I too think a lot about this period in their relationships and I love this meta.
I actually wrote it this way in a fic where they finally talk about shit (and also have sex, naturally):
“Why did you not come to see me for a year after I was imprisoned?”
It became clear to Thor that talk of the ‘pang’ of guilt was not merely metaphorical, because he felt it as a sudden ache in his stomach. “I was angry,” he said simply. “And hurt, and confused. But I was too cowardly to ask the questions that ate at me, because I feared what the answers might be. It was… easier to nurse my anger at a distance. To tell myself that I had given you up for lost, when in truth I kept myself in just enough ignorance to keep a spark of hope alive.”
Loki laughed, with far less bitterness than Thor might have expected. “Do you know, that reminds me of this strange theory Midgardians have about ‘subatomic particles’—very small components of matter. They say that the position of these particles is not only unknown but indeterminate until a measurement is taken. A skeptic of this view devised a thought experiment that he took to be a reductio ad absurdum: suppose a cat is put in a box with a flask of poison, and a certain motion of one of these particles will trigger a mechanism to break the flask. If the position of the particle is truly indeterminate until measured, then until we open the box, the cat is both alive and dead—but that cannot be.
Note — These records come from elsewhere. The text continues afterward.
PR #1568, opened 2024-10-01
Add `num_retries` to signature_opt_typed

tkellogg:
This adds a `num_retries` option to
`signature_opt_typed.optimize_signature()`. This is passed through to both `TypedChainOfThought` and `TypedPredictor`.

**Why?** Because I was stuck. I kept getting this error message:

> Value error, Never propose a signature already in the list above.: proposed_signature (error type: value_error)

I can get around this error by raising the model's temperature as well as setting this to `num_retries=10`.

Note: I see comments about not supporting temperature because it breaks parsing. While that's true, having temp be zero also leads to getting completely stuck because there's no simple solution for common errors like this. With high enough temperature and enough retries, I should be able to unstick myself from any situation.

### DIFF
--- a/dspy/teleprompt/signature_opt_typed.py
+++ b/dspy/teleprompt/signature_opt_typed.py
@@ -150,7 +150,7 @@ def optimize_signature(
     prompt_model=None,
     initial_prompts=2,
     verbose=False,
-    num_retries: int = 3,
+    max_retries: int = 3,
 ) -> dspy.Program:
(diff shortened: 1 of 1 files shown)


okhat:
Thank you @tkellogg ! This looks like a very useful addition to me but I'll defer to @thomasahle if he has a chance to check, since he built all the typed pieces. Will merge in 2 days otherwise.

PR #1575, opened 2024-10-02
added deprecation warning

arnavsinghvi11:


okhat:
Thanks @arnavsinghvi11 ! I think the notice should be directed at someone who is looking to build their own custom client. It should tell them that they probably don't need to if it's either supported in LiteLLM or if it has an OpenAI-compatible API endpoint. It should tell them to read the migration document. It should tell them that sub-classing `dspy.LM` (NOT `dsp.LM` as before) is also a good last resort.

PR #1577, opened 2024-10-03
Update intro.ipynb to use 2.5 syntax

rsyi:
dspy.OpenAI -> dspy.LM

### DIFF
--- a/intro.ipynb
+++ b/intro.ipynb
@@ -87,17 +87,17 @@
    "metadata": {},
    "outputs": [],
    "source": [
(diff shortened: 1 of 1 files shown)


arnavsinghvi11:
Hi @rsyi , 

Currently, the intro.ipynb notebook has cached runs with the pre-dspy.2.5 LM configuration for `gpt-3.5-turbo`, and modifying that will break the notebook's caches. We may have plans to update the cache in future versions to support the v2.5 dspy.LM configuration (but will defer to @okhat on this), but I believe we can close this PR for now.

PR #10353, opened 2026-09-09
fix: validate dspy.Image inputs through Pydantic

### LINKED ISSUE #10093: Align dspy.Image validation with Audio/File (add model_validator; make I/O boundary explicit)

ZIFeIYUuuuuuu:
## Summary

Closes #10093.

`dspy.Image` currently normalizes positional inputs in its custom constructor, but it has no Pydantic `mode="before"` validator. As a result, a bare in-memory data URI is accepted by `dspy.Image(uri)` but rejected by `TypeAdapter(dspy.Image).validate_python(uri)` and by nested `BaseModel` validation. `Audio` and `File` already support these Pydantic validation paths.

## Root cause

Pydantic v2 builds a dictionary-oriented schema for `Image` and rejects a bare string before the custom `__init__` can normalize it. The normalization and resource-loading boundary therefore depends on an implementation detail of constructor routing instead of being explicit in the model schema.

## Changes

- Added `Image.validate_input`, a `@pydantic.model_validator(mode="before")`.
- Normalize bare data URIs, URLs, bytes, PIL images, existing `Image` instances, and legacy `{"url": ...}` mappings through the existing `encode_image` helper.
- Preserve the existing constructor-only download/verify compatibility guard; validation still performs no filesystem or network I/O.

## Validation

- `uv run --extra dev pytest tests/adapters/test_resource_loading.py -q` (34 passed)
- `uv run --extra dev pytest tests/adapters/test_audio.py tests/signatures/test_adapter_file.py -q` (40 passed)
- `uv run --extra dev ruff check ...` was run; it reports pre-existing B019/RUF012 findings in untouched code. Import checks for the changed test pass.
- `git diff --check` passes.

The new regression test covers both `TypeAdapter` and nested `BaseModel` validation with a bare `data:image/png` URI, and asserts the URI is preserved exactly.


ZIFeIYUuuuuuu:
Good catch. The root of it is in `encode_image`, which treated any string starting with
`data:` as valid and returned it unchanged. Fixed in cbc1cd63.

That looseness predates this PR — constructing `Image("data:...")` directly has always
accepted `data:image/png;base64,not-valid-base64`. What this PR changes is that the
Pydantic path now reaches the same helper, so the same malformed value also passes
`TypeAdapter(dspy.Image)` and nested model validation instead of failing at construction.
It widened the exposure rather than introducing the bug.

I tightened it in `encode_image` rather than in `validate_input`, so direct construction and
the Pydantic path keep identical behaviour. Guarding only the new validator would have left
`Image("data:image/png;base64,not-valid-base64")` succeeding while the same value via
`model_validate` failed.

`_check_data_uri_syntax` checks the two properties an image reference needs before it can be
used: the RFC 2397 shape (`data:[<mediatype>][;base64],<data>`), and, when the header
declares `base64`, that the payload is actually base64. It is syntax-only, and stays
permissive exactly where strictness would reject input that works today:

- the payload is never decoded, so a well-formed URI whose bytes are not an image is still
  accepted and left for the provider to reject — decoding a 10 MB payload on every model
  validation would cost far more than this bug is worth;
- whitespace inside the payload is ignored, since data URIs are routinely wrapped across
  lines;
- missing `=` padding is tolerated. `base64.b64decode(..., validate=True)` rejects it with
  "Incorrect padding" even though such payloads decode fine, so the payload is padded
  before it is validated rather than rejected;
- non-base64 payloads such as `data:image/svg+xml;charset=utf-8,<svg .../>` are
  percent-encoded text and are left unchecked.

Malformed references raise `ValueError`, which Pydantic surfaces as `ValidationError`, so
both entry points fail, while `data:image/png;base64,AA==` from the existing regression test
still validates.

Verification: `tests/adapters/test_resource_loading.py` goes from 34 to 48 passing. Across
`tests/adapters` plus the audio, file, image-adapter, example, and streaming suites, 399
passed before and 413 after — the difference is exactly the 14 new cases — with an identical
skip/xfail/error set. The 2 collection errors were optional cloud extras and go away once
`litellm[proxy]` is installed; the one remaining streaming failure is identical in both runs.
`ruff format --check` is clean and `ruff check` reports the same 2 pre-existing findings
before and after.

The eight malformed shapes are exercised through the constructor, `TypeAdapter`, and a
nested model, plus a no-host-I/O guard and five inputs that must keep working.

ZIFeIYUuuuuuu:
Friendly ping — `Lint, Test, and Build` is still at `action_required` on `cbc1cd6`, so the test suite has not actually executed yet (only `Greptile Review` completed).

Could a maintainer approve the workflow run when convenient? I'd rather have CI confirm the change than ask you to take my word for it.

ZIFeIYUuuuuuu:
@isaacbmiller — quick nudge on this one. Greptile's P2 (malformed `data:` URIs accepted by `encode_image`) is addressed in `cbc1cd6`, but `Lint, Test, and Build` is still sitting at `action_required`, so the suite hasn't actually executed yet.

Could you approve the workflow runs — or let me know if the approach isn't what you'd want? The validation is syntax-only (RFC 2397 shape + base64 character set), deliberately without decoding the payload, and it pads before checking so payloads that are valid but missing their `=` padding still pass.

Just so, it seems, you thought that I was at once lost to you and not, in reach of salvation and not, so long as you never spoke to me to find out which it was.”
Thor frowned. “And yet it is not so strange to think that the state of a person’s mind is unfixed until asked after as to think that a cat may be both alive and dead until seen to be one or the other. I feared that if, in anger, I spoke the wrong words to you, I would ensure that I had lost you forever.”
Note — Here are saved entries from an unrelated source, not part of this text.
PR #10359, opened 2026-09-09
Vendor lm15 as a package subtree

MaximeRivest:
## Scope

Mechanical prerequisite for the LM migration: bundle lm15's Python package as a Git subtree, expose its public names under `dspy.lm15`, and verify that it ships in installed distributions.

**No change to `dspy.LM`, `BaseLM`, adapters, streaming, caching, exception types, or the 3.3 experimental contract.** The LM integration belongs in a separate PR.

## Review guide

Most of the diff is the unchanged upstream package. Review the non-vendor changes separately:

- `scripts/update_vendored_lm15.py`: fetch the cmpnd fork, split its package history, add/merge with `git subtree --squash`; clean checkout required, local commits only.
- `dspy/_vendor/UPDATING.md`: update procedure and provenance.
- `dspy/lm15.py`: re-export the original public objects, not subclasses or duplicate module trees.
- `pyproject.toml`: bundle typing marker, license and provenance; exclude vendor code from DSPy's Ruff checks.
- `tests/test_vendored_lm15.py` and `.github/workflows/vendored_lm15.yml`: public exports, pickle identity, converters, license/provenance and installed-wheel verification.


MaximeRivest:
Addressed both provenance findings in 4061bc3a7:

- Fixed version reporting upstream in lm15-dev/lm15-python@d188744, synced cmpnd, and updated the subtree without local vendor patches. Public `__version__`, vet output, and distribution builds now share the source package version.
- The updater records `version=1.0.0a1` alongside source/contract/split hashes. Corrected the vendor documentation to point to `lm15-provenance.txt`.
- Added an installed-metadata regression fixture (`lm15==7.8.9`): all 4 vendor tests passed on Python 3.10–3.14 using dspy-ci. Upstream version tests and lm15 sdist/wheel builds passed.

isaacbmiller (approved):
Found a couple things to fix. 1 is my own comment and 2+3 are agent found. Afterwards lgtm!

**1. Use uv consistently in `.github/workflows/vendored_lm15.yml`**

Could we use `astral-sh/setup-uv`, `uv build`, `uv venv`, and `uv pip install`, consistent with the existing wheel check in `run_tests.yml`?

Please preserve the separate environment and running tests outside the checkout—those ensure we test the installed wheel rather than the source tree. Invoking that environment’s Python directly with `-I -m pytest` is fine; no activation is necessary.

**2. Check out the source commit before splitting in `scripts/update_vendored_lm15.py`**

At lines 46–61, the updater clones upstream with `--no-checkout`, then calls `git subtree split`:

```python
git("clone", "--no-checkout", args.source, str(checkout))
# ...fetch and read source metadata...
split = git("subtree", "split", "--prefix=lm15", source_commit, cwd=checkout)
```

`--no-checkout` downloads Git history without putting the package files on disk. The intervening `git show` commands work because they read from Git’s stored history.

However, `git subtree split` first checks whether `lm15/` exists in the working directory—even when supplied a commit containing that directory. Since nothing has been checked out, it fails:

```text
fatal: 'lm15' does not exist; use 'git subtree add'
```

Please check out the requested commit immediately after resolving `source_commit` on line 48:

```python
source_commit = git("rev-parse", "FETCH_HEAD", cwd=checkout)
git("checkout", "--detach", source_commit, cwd=checkout)
```

This only materializes files in the temporary upstream clone, not the DSPy checkout. Checking out the pinned commit was verified to make the split succeed and produce the expected split hash.

**3. Exclude vendor code from the Ruff hook in `.pre-commit-config.yaml`**

Please add `dspy/_vendor/` to the Ruff hook’s existing exclusion:

```yaml
exclude: ^(dspy/__metadata__\.py|dspy/_vendor/.*|tests/reliability/.*\.py)$
```

The new `pyproject.toml` exclusion applies to file discovery, but pre-commit passes explicit filenames, which bypass that exclusion. Because the hook uses `--fix-only`, it can rewrite vendor code and break the unchanged-upstream guarantee. The pinned Ruff version was confirmed to propose import changes to the vendored `__init__.py`.

MaximeRivest:
Addressed all three review points in 7f2244056

MaximeRivest:
Squash-and-merge is now supported (76a664cd1). This supersedes my earlier request for a merge commit.

The updater recovers the previous package split from the recorded Python source commit, verifies the current vendor tree matches, reconnects a package-root merge base without changing files, then performs the normal subtree merge. It no longer relies on PR commit messages or subtree ancestry surviving GitHub squash merges. UPDATING.md now recommends the normal squash workflow.

Added offline tests for two consecutive squash/update cycles from fresh clones with the old split commits absent, both with and without subtree trailers retained in squash messages. Normal merges, no-op repeats, and refusal to overwrite committed vendor edits are also covered. All 7 vendor/updater tests passed on Python 3.10–3.14 via dspy-ci.

The upstream source pin must remain fetchable; otherwise the updater stops safely. No vendored files or PR B work changed. The push skipped the full matrix rerun because of the already documented baseline failures; the focused tests above ran on this exact commit.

“But you did not fear that you might ensure it by waiting too long to ask?” Loki said, more gently than the words might have warranted.
Thor pressed his fingers to his closed eyelids and sighed. “I did. I did, but I was a coward. I kept telling myself that it had not been too long yet; that if you were still my brother, a few months would not be enough to change that. I could not bear to let go of either my anger or my hope.”
Loki laughed again, slightly taunting, but still remarkably benign. “If only I had recorded it for the ages—the mighty Thor admitting to cowardice!”